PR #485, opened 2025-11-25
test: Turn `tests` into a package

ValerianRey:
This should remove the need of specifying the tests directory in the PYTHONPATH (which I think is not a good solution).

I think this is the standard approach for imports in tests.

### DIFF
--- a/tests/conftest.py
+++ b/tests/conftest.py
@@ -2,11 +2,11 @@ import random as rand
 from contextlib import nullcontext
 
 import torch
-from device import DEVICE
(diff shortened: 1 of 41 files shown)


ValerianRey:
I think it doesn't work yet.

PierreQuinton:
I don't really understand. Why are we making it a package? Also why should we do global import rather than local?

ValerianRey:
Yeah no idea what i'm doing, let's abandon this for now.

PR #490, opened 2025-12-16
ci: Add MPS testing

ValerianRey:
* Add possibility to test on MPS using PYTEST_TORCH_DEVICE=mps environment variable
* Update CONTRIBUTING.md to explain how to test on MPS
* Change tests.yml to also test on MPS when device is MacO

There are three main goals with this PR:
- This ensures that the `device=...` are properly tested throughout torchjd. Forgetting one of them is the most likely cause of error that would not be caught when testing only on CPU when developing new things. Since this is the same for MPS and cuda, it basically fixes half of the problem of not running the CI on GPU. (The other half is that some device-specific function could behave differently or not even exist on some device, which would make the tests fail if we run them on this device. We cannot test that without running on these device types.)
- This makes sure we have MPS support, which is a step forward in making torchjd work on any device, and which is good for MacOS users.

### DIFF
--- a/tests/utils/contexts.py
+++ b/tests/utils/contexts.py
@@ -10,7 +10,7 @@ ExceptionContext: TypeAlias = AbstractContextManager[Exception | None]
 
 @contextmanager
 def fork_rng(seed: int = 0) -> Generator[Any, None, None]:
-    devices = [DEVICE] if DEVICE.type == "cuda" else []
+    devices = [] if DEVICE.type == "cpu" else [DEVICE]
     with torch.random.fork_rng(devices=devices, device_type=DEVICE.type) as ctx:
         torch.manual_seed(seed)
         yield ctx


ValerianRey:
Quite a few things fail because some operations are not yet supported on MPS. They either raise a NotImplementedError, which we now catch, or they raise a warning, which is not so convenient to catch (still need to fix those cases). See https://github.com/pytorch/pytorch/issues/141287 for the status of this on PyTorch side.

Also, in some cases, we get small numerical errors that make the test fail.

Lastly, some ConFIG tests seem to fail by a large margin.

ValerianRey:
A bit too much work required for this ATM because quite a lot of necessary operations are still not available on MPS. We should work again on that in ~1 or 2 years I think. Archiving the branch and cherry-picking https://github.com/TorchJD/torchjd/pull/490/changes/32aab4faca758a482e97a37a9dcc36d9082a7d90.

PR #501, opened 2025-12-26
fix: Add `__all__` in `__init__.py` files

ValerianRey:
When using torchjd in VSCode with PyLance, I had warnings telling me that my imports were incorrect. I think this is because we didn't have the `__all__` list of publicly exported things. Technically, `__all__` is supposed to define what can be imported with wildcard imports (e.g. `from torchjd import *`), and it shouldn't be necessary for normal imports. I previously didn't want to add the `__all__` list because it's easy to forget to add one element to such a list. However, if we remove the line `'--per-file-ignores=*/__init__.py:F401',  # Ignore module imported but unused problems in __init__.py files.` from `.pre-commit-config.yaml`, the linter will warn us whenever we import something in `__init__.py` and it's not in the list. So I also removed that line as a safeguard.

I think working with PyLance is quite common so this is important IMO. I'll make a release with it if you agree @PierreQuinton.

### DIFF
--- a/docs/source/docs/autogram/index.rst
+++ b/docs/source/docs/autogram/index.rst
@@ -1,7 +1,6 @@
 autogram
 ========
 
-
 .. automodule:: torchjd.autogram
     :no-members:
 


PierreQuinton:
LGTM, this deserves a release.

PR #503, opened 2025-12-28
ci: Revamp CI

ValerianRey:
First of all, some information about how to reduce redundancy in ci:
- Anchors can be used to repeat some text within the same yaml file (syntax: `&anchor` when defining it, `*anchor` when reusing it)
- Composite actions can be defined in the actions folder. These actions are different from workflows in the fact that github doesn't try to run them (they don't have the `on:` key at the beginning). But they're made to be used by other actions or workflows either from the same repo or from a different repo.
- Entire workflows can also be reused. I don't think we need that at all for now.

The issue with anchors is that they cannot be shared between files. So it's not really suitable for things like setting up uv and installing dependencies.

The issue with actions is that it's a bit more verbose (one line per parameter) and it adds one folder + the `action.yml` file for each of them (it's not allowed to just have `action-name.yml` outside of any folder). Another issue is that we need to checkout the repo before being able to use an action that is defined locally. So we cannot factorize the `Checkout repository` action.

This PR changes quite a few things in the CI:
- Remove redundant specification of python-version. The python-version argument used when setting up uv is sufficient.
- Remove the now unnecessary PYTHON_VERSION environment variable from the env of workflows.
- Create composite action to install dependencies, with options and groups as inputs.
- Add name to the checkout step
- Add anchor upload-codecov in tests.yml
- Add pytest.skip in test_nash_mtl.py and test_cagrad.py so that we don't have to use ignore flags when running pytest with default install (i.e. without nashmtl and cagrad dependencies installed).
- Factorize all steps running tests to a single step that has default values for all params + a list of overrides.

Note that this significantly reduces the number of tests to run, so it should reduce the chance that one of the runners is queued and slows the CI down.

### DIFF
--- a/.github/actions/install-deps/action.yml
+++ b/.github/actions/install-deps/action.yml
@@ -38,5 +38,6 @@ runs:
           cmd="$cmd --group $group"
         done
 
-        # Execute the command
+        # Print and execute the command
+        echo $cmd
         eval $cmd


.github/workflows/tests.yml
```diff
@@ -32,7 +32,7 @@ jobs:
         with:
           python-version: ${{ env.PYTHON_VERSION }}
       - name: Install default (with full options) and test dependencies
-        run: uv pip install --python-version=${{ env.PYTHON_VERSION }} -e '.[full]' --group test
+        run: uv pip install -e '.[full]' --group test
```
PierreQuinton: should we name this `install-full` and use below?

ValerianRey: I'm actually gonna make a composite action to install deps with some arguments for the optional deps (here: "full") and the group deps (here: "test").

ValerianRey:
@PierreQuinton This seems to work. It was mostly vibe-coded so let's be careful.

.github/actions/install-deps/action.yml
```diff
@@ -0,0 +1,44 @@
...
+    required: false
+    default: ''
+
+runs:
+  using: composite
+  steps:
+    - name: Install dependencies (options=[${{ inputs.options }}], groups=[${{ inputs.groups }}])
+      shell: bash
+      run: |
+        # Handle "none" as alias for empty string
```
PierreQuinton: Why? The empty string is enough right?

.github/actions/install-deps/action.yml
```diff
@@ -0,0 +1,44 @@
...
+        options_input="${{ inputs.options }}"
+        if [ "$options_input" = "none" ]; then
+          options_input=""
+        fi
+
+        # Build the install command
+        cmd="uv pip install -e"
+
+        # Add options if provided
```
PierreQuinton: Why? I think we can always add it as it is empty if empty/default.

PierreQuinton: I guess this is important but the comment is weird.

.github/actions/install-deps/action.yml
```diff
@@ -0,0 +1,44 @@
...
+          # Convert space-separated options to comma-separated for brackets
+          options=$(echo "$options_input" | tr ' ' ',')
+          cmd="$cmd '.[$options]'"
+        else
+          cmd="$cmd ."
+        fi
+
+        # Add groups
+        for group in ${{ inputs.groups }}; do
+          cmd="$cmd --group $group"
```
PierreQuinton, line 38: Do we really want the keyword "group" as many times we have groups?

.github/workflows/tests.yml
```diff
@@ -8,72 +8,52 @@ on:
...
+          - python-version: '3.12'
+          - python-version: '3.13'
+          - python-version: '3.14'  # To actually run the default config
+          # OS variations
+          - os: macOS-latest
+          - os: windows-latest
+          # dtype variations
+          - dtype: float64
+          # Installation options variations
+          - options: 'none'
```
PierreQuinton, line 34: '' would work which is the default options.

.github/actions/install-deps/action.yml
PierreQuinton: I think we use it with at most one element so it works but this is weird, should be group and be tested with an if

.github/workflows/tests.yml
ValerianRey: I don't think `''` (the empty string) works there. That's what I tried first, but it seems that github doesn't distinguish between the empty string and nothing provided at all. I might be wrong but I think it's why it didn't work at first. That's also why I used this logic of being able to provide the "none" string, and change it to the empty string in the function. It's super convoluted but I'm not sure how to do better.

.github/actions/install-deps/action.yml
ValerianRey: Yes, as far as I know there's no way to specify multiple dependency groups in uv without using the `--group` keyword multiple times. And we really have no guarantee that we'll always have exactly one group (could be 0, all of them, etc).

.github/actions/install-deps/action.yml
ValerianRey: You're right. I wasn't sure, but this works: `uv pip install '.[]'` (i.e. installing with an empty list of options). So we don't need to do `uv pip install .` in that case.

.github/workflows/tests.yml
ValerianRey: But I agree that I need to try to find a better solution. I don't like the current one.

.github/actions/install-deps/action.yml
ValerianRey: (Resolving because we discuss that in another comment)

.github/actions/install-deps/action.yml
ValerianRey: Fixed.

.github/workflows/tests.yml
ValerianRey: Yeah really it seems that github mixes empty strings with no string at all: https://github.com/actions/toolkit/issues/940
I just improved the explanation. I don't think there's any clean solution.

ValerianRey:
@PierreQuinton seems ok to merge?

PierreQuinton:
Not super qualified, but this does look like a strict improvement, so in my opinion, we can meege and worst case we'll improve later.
━━━━━━━━━━━━━━━━━━━━━━━━━━━━━━
WORK TO COMPLETE ::
Sift through the material above and copy each line that holds "required".

WRITTEN ANSWER ::
A bit too much work required for this ATM because quite a lot of necessary operations are still not available on MPS. We should work again on that in ~1 or 2 years I think. Archiving the branch and cherry-picking https://github.com/TorchJD/torchjd/pull/490/changes/32aab4faca758a482e97a37a9dcc36d9082a7d90.
+    required: false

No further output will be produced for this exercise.